Everything happened in a flash. I was just about to go to sleep when I heard the telephone ring. I used a rotary dial phone, which meant that I won't know who’s calling me. I walked over to the phone and held it up to my ear.

"Hello?," I answered.

"Hello. This is the Glasscam Police Department. I am the sheriff of this town. You have been convicted of the murder of a person named Paul Smith, who was killed this night. I have sent a few officers to escort you to the department," the sheriff replied.

"E-- Excuse me, but I-- I haven't done anything w-- wrong.", I replied, stammering. "I was in my home during the evening".

"Yeah right, tell that to the judge kid," he said in a sarcastic tone. A knock on the door was heard a few moments later. As I opened the door, a swarm of officers piled into the room, some with guns facing at me. One of them, who I assumed was the chief of police, got a pair of handcuffs and tied them around my wrists.

"You have the right to remain silent," said the chief. I tried telling him that I was innocent, but he said the same words that the sheriff said.

"What a coincidence," I thought to myself as I was being taken to the backseat of the police car.

I don't remember much after that. While I was in the car, I kept arguing that I was innocent, but the officers ignored me. My height and weight were taken after I got to the station, and I was placed in a small cell. It wasn't cozy at all, just the life essentials were there; a bed, sink, and toilet. I was too weak and tired to stand, so I started to lie on the bed, starting to drift into my sleep.

I woke up to the sound of an officer opening my cell. I got up and was put in handcuffs again. He told me I was going to a trial. I had no lawyer, so they just gave me one. From the looks of the lawyer's crinkled and dirty tie, his wild hair, and slightly broken glasses, I could tell I was going to lose in this trial. A few minutes later, a car came and I was taken into the backseat. What felt like hours later, I was in front of the judge, who would decide my fate. Looking at the spectators, I saw a group of people in tears. I assumed they were the victim's parents. They saw me looking in their direction. They scowled at me and turned their heads in disgust. I couldn't take it. For all my life I have never made any mistakes, so it would be unreasonable if I was accused of murder. Thinking about this made my head spin. After my testimony and the lawyer's argument with the victim's family's lawyer, it was time for the jury to decide. A few minutes later, the judge said the final statement of the trial.

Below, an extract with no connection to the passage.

PR #3827, opened 2016-04-04
simplify OperatorObserveOn now that error is a non-volatile field

davidmoten:
This is a minor simplification in `OperatorObserveOn` where a temporary variable was created to avoid unnecessary additional reads of what used to be the volatile field `error`.  The field was changed to be non-volatile a while back so the temporary variable is no longer required.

I only remembered a little bit. "The accused, James Johnson... proven guilty... with no chance of parole... no chance of bail... can only be released until further evidence is discovered...oh this mumbo jumbo is gonna take forever, let's get to the point... James Johnson... will serve a life sentence". Then, the gavel was heard.

"Snug fit?," the officers joked when I finished switching my shirt and pants to the ugly, bright orange prison uniforms. Cell number 13 was where I was headed.

"Just when I thought I had the chance to be released, the number 13 blocks the tunnel of hope!" I thought to myself in a saddened tone. I wanted to prove everyone wrong, especially my friends, family, and the victim's family. But now, that chance was disappearing every second I was in this building.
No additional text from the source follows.